Task goal. When a line in the records contains the string "offloads", copy that line.

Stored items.
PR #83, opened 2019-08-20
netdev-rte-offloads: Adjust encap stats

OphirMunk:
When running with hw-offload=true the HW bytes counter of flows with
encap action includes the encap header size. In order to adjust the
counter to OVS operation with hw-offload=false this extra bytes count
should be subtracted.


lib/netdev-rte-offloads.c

Answer.
netdev-rte-offloads: Adjust encap stats
lib/netdev-rte-offloads.c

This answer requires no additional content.